Restingas also contribute with “local climate stabilization, because the vegetation acts as a thermal regulator, affecting the temperature of coastal areas through evapotranspiration and shading. This is especially beneficial in regions with hot climates, where restingas provides relief from the intense heat.”

Brazil’s thin-spined porcupine (Chaetomys subspinosus).
The porcupines’ lethargic behavior makes them vulnerable to illegal activities. Although they may not be specifically targeted for their meat, they can be sought after as potential pets. Image courtesy of Leonardo Merçon/Instituto Últimos Refúgios.

Furthermore, Fonseca-Kruel mentions that restingas also provide human communities with plant species that have multiple uses, such as sources of food, fuel and medicine.

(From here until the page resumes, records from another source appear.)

PR #2331, opened 2018-10-29
svdInPlace: Flip the inequality on the dims restriction

mark-poscablo:
Following up on #2282, `svdInPlace` did have its inequality on the input array dims restriction [flipped](https://github.com/arrayfire/arrayfire/blob/master/src/api/c/svd.cpp#L110). It asserted before that the input's `dim0 <= dim1`, but I flipped it to `>=`, which is what it should've been (see the issue for my explanation of why this should be the case). I addded some tests to verify this and I also noted this down in the docs for future users of this function.

### DIFF
--- a/test/svd_dense.cpp
+++ b/test/svd_dense.cpp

As restingas become more fragmented, the thin-spined porcupine loses its necessary conditions to thrive. As a result, maintaining forest interconnectedness is an urgent priority when considering relevant measures for conserving this species. Researchers stress that maintaining restinga remnants outside of protected areas through permanent protected areas is key to long-term conservation of this species.

On this subject, Fonseca-Kruel also adds that environmental education that integrates local communities, students and visitors, such as interpretive trails, outdoor learning programs and lectures, helps raise awareness of the ecological values of restingas, promoting conservation and sustainability.

Unfortunately, uncharismatic, unknown and unappreciated species may struggle for recognition, as conservation efforts are mostly geared toward popular flagship species. Case studies like this highlight their relevance and, more importantly, demonstrate how to take action preserving these marginal threatened species using rigorous scientific methodology.

In this regard, Melo Dias says translocations are a viable tool, beyond research, that scientists can make use of to help preserve the species they study — and not only flagship species, but others that are “not commercial and not marketable. Species that still need a lot of action to be conserved.”

He says, “Sometimes, as biologists, we feel that we study a lot to say that a species is endangered, that it needs more conservation measures, but we don’t actually do anything. We already know what the animal needs, we know where the animal goes, what it likes and what it eats. But then, what are we going to do to solve this problem? Just pointing it out at the conclusion of the article, that something needs to be done, will not solve anything. So, we take action as a conservation measure for this species.

Banner image: Brazil’s thin-spined porcupine (Chaetomys subspinosus) is a picky eater that lives only in dense coastal habitats with well-developed canopies. Image courtesy of Leonardo Merçon/Instituto Últimos Refúgios.